The capital plan is set out in the national development plan. Deputies will be aware that in 2018 no annual plan was published yet lots of projects were constructed, including primary care centres throughout the country, hospital developments such as the new wings at Clonmel and Limerick hospitals and the Dunmore ring road in Waterford.

On the national maternity hospital, Ireland's first national maternity strategy, Creating a Better Future Together - National Maternity Strategy 2016-2026, was published in January 2016. It represents a significant development in the delivery of national maternity policy that will fundamentally change how maternity care is delivered. This is coupled with the Health Information and Quality Authority, HIQA, national standards for safer, better maternity services and the first ever bereavement care standards. On the development of the national maternity hospital, the Department of Health continues to engage with the national maternity hospital and St. Vincent's Healthcare Group to develop a legal framework to protect the State's significant investment in the new hospital on the campus at St. Vincent's in Elm Park. St. Vincent's Healthcare Group has agreed in principle to provide the State with a 99 year lease of the land upon which the new maternity hospital will be built. This will allow the State to retain ownership of the new facility. The Minister for Health, Deputy Harris, has sought and received the agreement of both the national maternity hospital and St. Vincent's Healthcare Group that the board of the new NMH Dac will be competency based and will include a public interest representative. The Religious Sisters of Charity have resigned from the board of St. Vincent's Healthcare Group and their shareholding is to be transferred to the new company, St. Vincent's Holdings, CLG.

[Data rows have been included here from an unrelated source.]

PR #397, opened 2023-03-22
Shellcheck

tsibley:
See commit messages.

### Related issue(s)

https://github.com/nextstrain/.github/pull/37

### Testing

- [x] Checks pass


tsibley:
With a [temporary commit](https://github.com/nextstrain/ncov-ingest/commit/b00e4e9c9fb15777611eccef56bf0e977810b12d) to point to the shellcheck action on the not-yet-merged branch, [checks here pass](https://github.com/nextstrain/ncov-ingest/actions/runs/4493001995/jobs/7904268225).

Checks show as failed now because I dropped the temporary commit.

.github/workflows/shellcheck.yml
```diff
@@ -6,12 +6,7 @@ on:
 
 jobs:
   shellcheck:
-    runs-on: ubuntu-20.04
+    runs-on: ubuntu-22.04
```
victorlin, line 9: _non-blocking_

Any reason not to use `ubuntu-latest` here, or not to use `ubuntu-22.04` in other workflows?

victorlin (approved):

.github/workflows/shellcheck.yml
tsibley: Since this workflow was already using an explicit version, I kept it so when updating it.

I guess we could set a blanket policy about preferring one of `-latest` or `-x.y.z` OS versions in CI… but I think it's fine to leave it to individual judgement on a case-by-case basis.

victorlin: I'm fine with individual judgement. I couldn't tell from the file contents alone but wasn't curious enough to look at the blame. Now I see the judgement in 04cc40a2a4571b46f29a74af3dda28e457e7e1a0.

For this example, I'm not sure "this workflow was already using an explicit version" is a good enough reason to continue doing so. I assume the original reason was tied to having `sudo snap install --channel=edge shellcheck` and now that basis is gone.

Anyways, not a big deal!

tsibley: Relevant to that judgement is my comment: https://github.com/nextstrain/ncov-ingest/pull/362#issuecomment-1334495448 :upside_down_face:

tsibley: I would have no issue with reverting this workflow back to ubuntu-latest.

> For this example, I'm not sure "this workflow was already using an explicit version" is a good enough reason to continue doing so. I assume the original reason was tied to having `sudo snap install --channel=edge shellcheck` and now that basis is gone.

I dunno, maybe, maybe not… I'm not sure it was related to the snap-based install. Note that even with the new shellcheck action, we're still using the image-provided shellcheck not a separately downloaded version.

My thinking (FWIW and not saying it's not flawed!) was roughly: There was reason to use a pinned OS version in the past for this job. Since I'm in here working on things anyway, I might as well bump that version since I can address any breakages at the same time I'm getting the new thing going. But since there's still reason to think it might break again on some future OS update, I'm going to leave it pinned.

tsibley: The proper way to do what I did would have been the separate the OS version bump from the shellcheck switch… and that would have made things clearer.

(But this was already something I was trying to stop spending too much time on, so I didn't, and well, maybe that was the wrong choice!)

In terms of progress on the relocation project, work has already commenced on the new pharmacy and the extension to the car park. This work commenced in February and is required to clear the site where the new hospital will be built. It is anticipated that the main project will go to tender in the next few months.

On the Rotunda, it is a longer term project. As everyone will know, the Rotunda hospital is moving to the Connolly hospital campus. We are seeking development funding to allow the planning and design phases to begin within the next few months as well.

On the use of coal and gas, it is planned to take coal off the grid in 2025. We would like to do it sooner but at the moment the ESB cannot assure us that it can be done safely sooner because of the risks of brown-outs and blackouts. I do not think anybody wants the type of climate actions that results in brown-outs and blackouts. If it can be done sooner, it will be done sooner but the target that I have is 2025. It is taken offline from time to time already. It was offline for several weeks last year but the ESB is not able to assure us that it is safe to take it offline entirely now. We are not going to impose brown-outs on people. We are going to do this right. Peat 2027-2028 is the plan to take peat out the system.

On natural gas, it is impossible to say. As I said before in this House, it is likely that we will use natural gas as part of our energy mix for the foreseeable future, certainly into the new few decades. When it comes to renewables, we can get to about 70% by 2030 in terms of electricity generation but as things stand there are times when the wind does not blow and the sun does not shine strongly enough. The storage technologies do not exist yet to allow us to store power in the way that we need to. We will need to continue to use natural gas. Absent going nuclear, which we are not going to do, we need to continue to use natural gas as part our energy mix for the foreseeable future.